→ PROBLEM: From the entries below, return only the lines starting at the one that contains "- Implement the" and ending at the one that contains "## Description", exactly as they stand.

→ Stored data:
──────────
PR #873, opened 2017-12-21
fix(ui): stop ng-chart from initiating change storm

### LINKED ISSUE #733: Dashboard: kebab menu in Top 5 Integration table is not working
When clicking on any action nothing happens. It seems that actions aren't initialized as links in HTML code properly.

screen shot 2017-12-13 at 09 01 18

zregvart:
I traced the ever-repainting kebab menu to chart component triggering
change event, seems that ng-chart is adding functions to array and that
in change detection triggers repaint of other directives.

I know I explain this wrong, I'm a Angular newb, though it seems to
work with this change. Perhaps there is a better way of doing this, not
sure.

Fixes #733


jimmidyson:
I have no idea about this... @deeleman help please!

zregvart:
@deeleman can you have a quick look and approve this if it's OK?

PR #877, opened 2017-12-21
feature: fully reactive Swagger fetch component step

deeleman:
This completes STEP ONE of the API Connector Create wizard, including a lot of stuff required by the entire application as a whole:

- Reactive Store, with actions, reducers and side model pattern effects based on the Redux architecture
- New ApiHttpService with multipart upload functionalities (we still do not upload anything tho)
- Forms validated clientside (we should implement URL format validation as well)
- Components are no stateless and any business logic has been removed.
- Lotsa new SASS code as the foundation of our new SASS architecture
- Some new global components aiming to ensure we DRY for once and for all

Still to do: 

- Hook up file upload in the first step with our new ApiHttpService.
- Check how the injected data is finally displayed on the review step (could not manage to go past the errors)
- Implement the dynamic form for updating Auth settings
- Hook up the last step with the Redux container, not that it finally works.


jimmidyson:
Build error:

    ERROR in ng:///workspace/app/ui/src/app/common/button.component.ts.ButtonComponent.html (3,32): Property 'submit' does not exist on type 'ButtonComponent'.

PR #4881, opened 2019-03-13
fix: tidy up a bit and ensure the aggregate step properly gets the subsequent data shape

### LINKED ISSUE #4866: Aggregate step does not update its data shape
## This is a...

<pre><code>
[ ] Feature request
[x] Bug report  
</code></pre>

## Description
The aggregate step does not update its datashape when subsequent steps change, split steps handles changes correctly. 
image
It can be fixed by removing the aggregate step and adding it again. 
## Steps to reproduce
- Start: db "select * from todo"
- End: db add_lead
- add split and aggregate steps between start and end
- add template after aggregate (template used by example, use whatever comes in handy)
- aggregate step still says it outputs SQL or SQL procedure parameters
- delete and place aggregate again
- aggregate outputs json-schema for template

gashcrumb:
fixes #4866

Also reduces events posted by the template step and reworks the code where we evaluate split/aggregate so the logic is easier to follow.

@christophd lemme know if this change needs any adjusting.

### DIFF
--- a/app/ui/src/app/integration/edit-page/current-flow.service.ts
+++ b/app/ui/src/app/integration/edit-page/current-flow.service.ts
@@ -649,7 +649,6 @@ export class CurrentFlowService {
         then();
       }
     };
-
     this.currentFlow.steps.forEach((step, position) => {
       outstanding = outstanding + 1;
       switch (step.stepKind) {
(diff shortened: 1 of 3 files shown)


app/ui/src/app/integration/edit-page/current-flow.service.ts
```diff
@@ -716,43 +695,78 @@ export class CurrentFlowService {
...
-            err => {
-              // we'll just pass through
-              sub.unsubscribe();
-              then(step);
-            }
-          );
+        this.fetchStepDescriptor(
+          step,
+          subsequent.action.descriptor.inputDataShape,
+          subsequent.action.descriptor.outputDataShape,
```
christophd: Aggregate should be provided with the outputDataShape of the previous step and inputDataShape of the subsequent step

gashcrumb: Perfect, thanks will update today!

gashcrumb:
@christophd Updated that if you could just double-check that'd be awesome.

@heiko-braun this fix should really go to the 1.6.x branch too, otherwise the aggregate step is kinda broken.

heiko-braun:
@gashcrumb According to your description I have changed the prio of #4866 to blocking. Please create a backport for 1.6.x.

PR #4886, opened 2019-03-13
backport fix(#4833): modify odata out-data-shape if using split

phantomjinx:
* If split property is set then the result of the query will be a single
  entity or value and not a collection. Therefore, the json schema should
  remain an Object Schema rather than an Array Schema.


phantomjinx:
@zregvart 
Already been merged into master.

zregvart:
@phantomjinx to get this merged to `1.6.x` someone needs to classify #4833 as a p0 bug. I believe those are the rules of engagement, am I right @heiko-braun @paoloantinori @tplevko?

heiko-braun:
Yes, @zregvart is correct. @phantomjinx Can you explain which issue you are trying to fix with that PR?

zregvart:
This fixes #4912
──────────
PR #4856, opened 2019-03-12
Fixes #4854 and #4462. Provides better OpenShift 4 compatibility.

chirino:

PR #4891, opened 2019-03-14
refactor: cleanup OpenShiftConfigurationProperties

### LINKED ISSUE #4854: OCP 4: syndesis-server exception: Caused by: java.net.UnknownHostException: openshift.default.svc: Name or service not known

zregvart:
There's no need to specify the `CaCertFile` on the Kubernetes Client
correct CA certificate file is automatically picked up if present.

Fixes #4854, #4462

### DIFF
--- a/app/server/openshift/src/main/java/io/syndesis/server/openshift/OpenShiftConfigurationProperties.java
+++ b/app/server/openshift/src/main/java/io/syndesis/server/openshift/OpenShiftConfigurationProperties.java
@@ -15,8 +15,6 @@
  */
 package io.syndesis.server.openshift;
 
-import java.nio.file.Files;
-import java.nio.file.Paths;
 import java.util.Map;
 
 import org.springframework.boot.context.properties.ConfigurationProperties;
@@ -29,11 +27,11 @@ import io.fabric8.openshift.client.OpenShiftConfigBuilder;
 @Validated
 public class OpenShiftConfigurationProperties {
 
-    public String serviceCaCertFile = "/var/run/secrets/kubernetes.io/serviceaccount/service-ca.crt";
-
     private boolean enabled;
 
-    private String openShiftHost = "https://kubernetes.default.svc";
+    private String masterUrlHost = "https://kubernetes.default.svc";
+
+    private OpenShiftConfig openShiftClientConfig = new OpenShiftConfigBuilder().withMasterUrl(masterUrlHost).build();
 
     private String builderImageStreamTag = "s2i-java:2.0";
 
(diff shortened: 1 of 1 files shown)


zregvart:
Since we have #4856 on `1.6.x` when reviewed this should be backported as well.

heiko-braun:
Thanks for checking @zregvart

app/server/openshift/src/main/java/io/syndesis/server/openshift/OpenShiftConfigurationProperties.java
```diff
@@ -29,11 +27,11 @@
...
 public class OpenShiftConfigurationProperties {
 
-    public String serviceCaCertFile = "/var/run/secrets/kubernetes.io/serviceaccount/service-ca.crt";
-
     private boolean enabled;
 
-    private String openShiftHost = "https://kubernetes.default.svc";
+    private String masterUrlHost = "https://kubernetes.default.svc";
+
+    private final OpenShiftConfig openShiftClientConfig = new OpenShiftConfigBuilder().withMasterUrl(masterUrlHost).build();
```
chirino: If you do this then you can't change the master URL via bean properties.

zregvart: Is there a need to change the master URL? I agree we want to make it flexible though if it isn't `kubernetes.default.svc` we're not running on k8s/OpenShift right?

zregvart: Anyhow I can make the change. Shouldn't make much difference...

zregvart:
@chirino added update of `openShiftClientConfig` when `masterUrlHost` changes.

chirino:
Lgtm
──────────
→ ANSWER BOX:
- Implement the dynamic form for updating Auth settings
- Hook up the last step with the Redux container, not that it finally works.


jimmidyson:
Build error:

    ERROR in ng:///workspace/app/ui/src/app/common/button.component.ts.ButtonComponent.html (3,32): Property 'submit' does not exist on type 'ButtonComponent'.

PR #4881, opened 2019-03-13
fix: tidy up a bit and ensure the aggregate step properly gets the subsequent data shape

### LINKED ISSUE #4866: Aggregate step does not update its data shape
## This is a...

<pre><code>
[ ] Feature request
[x] Bug report  
</code></pre>

## Description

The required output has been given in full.